> **WHAT IS EXPECTED**:
In the data below, find every line with the word "users" and copy it out.

> **RECORDS SUPPLIED**:
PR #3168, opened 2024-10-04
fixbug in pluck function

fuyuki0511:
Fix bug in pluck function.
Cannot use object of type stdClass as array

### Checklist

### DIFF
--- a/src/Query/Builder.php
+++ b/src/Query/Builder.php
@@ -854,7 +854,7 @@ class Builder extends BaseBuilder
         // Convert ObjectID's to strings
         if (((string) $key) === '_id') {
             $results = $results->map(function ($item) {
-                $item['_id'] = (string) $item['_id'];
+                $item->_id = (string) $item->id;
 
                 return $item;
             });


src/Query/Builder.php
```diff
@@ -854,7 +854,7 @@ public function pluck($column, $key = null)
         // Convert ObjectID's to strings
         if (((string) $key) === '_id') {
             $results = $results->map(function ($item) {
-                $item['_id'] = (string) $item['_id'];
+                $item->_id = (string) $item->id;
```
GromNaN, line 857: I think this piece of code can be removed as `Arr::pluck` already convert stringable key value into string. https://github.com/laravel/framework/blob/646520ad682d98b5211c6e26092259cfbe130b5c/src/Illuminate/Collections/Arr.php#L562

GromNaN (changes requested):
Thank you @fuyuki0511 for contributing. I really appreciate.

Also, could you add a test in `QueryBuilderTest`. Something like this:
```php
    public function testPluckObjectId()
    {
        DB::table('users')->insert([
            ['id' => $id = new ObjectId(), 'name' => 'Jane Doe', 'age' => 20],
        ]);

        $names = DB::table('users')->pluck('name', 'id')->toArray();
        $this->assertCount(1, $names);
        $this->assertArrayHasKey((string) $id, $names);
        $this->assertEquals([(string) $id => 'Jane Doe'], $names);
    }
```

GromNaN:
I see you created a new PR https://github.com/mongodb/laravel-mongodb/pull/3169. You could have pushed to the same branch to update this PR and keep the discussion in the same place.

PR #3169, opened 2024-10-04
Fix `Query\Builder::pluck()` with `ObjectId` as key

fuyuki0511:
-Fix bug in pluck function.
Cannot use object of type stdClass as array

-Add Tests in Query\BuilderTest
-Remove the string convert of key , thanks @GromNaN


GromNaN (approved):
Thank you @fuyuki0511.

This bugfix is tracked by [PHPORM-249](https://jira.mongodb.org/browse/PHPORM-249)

> **TASK SOLUTION**:
        DB::table('users')->insert([
        $names = DB::table('users')->pluck('name', 'id')->toArray();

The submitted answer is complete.